Categories: Statistics R Confidence Interval Tags: Statistics R Confidence Interval Frequentist Score


If you’ve worked with Binomial data for a project, you might know that there’s about 10 different ways to calculate a confidence interval for the Binomial proportion. The Wilson score interval is one of those methods. It’s appealing for a lot of problems because it’s asymmetric, does not extend outside of [0,1], and it doesn’t yield zero-width intervals.

It’s also generally applicable when the data look quasi-binomial. For instance, if you have 4.1 successes out of 5 trials, I sometimes call that quasi-binomial data. This probably sounds very strange, but there’s some situations where maybe we observe 41 successes during 50 trials, but the “information value” of the 50 trials is judged to be more like 5 independent trials.

So, there’s a few reasons to use the Wilson score interval. Usually, I’m an Agresti-Coull kind of guy, but the Wilson interval is quite common.

I was curious how I might draw samples from the distribution that corresponds to the confidence bounds of the Wilson score confidence intervals. The idea is to determine the distribution for which the quantiles match the ends of the confidence intervals. So, the 50th percentile matches the 0th- level confidence interval, the 45 and 55th percentiles match the ends of the 10th-level confidence interval, … and so on. It’s a distribution determined by the confidence interval method completely. This is not a posterior distribution, or a distribution for the binomial proportion, but I was interested in characterizing it anyway.

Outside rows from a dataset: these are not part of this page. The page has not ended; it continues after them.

PR #836, opened 2016-04-21
replaced boost::shared_ptr with std::shared_ptr

Speciesx:
Since everyone use a newer compiler, i think we could replace `boost::shared_ptr` with `std::shared_ptr`.

### DIFF
--- a/source/main/gui/panels/GUI_RigEditorLandVehiclePropertiesWindow.cpp
+++ b/source/main/gui/panels/GUI_RigEditorLandVehiclePropertiesWindow.cpp
@@ -133,8 +133,8 @@ void CLASS::ResetEngineEngoptionForm()
 }
 
 void CLASS::Import(
-	boost::shared_ptr<RigDef::Engine> engine,
-	boost::shared_ptr<RigDef::Engoption> engoption
+	std::shared_ptr<RigDef::Engine> engine,
+	std::shared_ptr<RigDef::Engoption> engoption
 	)
 {
     if (!engine || !engoption)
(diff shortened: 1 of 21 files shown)


tritonas00:
This means that we no longer need boost as dependency?

Speciesx:
no, there is still boost::regex, boost::lexical and boost::optional.

tritonas00:
And those can't be replaced?

Speciesx:
I tried to replace boost::regex, boost::smatch and boost::ssub_match, but ror doesn't start after this change.

only-a-ptr:
> there is still boost::regex, boost::lexical and boost::optional. 

Whaaat? :smile: Who put that there? Can we throw it out? Please investigate.

One note: Quite a few edited files belong to RigEditor, which is obsolete. I won't continue it, I want the editor be written in Python (or some other scripting lang) rather than C++. Could anyone please remove all RigEditor code? Things to look into:
* Main menu (GUI button + startup logic)
* GUI panels (source/main/gui/panels/GUI_RigEditor*)
* Logic (source/main/rig_editor)

tritonas00:
I remember i compiled 0.38 without boost and caleum by removing a few lines. RoR worked fine.

But caleum needs boost i think

mikadou:
> Whaaat? :smile: Who put that in there? Can we throw it out? Please investigate.

I have introduced `boost::optional` in the collision code. Replacing `boost::shared_ptr` with `std::shared_ptr` makes sense as it is now available in the official standard. For other stuff not (yet) in the standard using Boost is fine in my opinion.

Speciesx:
> Replacing boost::shared_ptr with std::shared_ptr makes sense as it is now available in the official >standard. For other stuff not (yet) in the standard using Boost is fine in my opinion.

regex is also available as standard.

Hiradur:
@Speciesx Can you upload your diff to the master branch for your changes not in this pull request so we can take a look?

monwarez:
By the way, do c++1y (a.k.a c++14) is too young or not ? So that we can replace for example `auto def = std::shared_ptr<RigDef::File>(new RigDef::File()); ` by `auto def = std::make_shared<RigDef::File>();`

Hiradur:
@monwarez Switching to C++14 is too early IMO. I think a good measure is if the default compiler in Debian stable (gcc 4.9) has *full* support for the standard. That is not the case (gcc 5 has full support for C++14 [1]). 
There are also the older Ubuntu LTS versions 12.04 (gcc 4.6, but this one dropped out already since it doesn't support C++11 fully) and 14.04 (gcc 4.8). At least the LTS release before the current LTS release from Ubuntu should be supported.

[1] https://gcc.gnu.org/projects/cxx-status.html#cxx14

only-a-ptr:
Hmm, this makes me want to write C++ usage guidelines for RoR, such as these: http://llvm.org/docs/CodingStandards.html. I'll create an issue ticket on it.

@mikadou Please don't introduce any more boost.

It turns out to be rather easy in R. The steps are

  1. Collect the set of (say) 1000 confidence bounds.
  2. Determine the empirical cumulative density function of the bounds.
  3. Invert that, and use the inverse probability sampler to get data.

Here is an example:

confidence_levels <- seq(0, 1, 0.001)
lower <- upper <- rep(NA, 1000)
x <- 4.1
n <- 5

# 1. Collect confidence bounds
for (i in 1:1000) {
  out <- binom.confint(x, n, confidence_levels[i], "wilson")
  lower[i] <- out$lower
  upper[i] <- out$upper

quantiles <- c(rev(lower), upper)

# Roughly sketch the "confidence distribution"

# 2. Calculate ECDF of confidence bounds
s <- ecdf(quantiles)
u <- runif(10000)

# 3. Get the samples
samps <- inverseCDF(u, s)

# We can inspect
hist(samps, breaks = 100, xlim = c(0, 1))

All in all, not too bad. So, if you want to characterize and sample from the “Wilson distribution” for 4.1 out of 5 successes, this is one way to do it.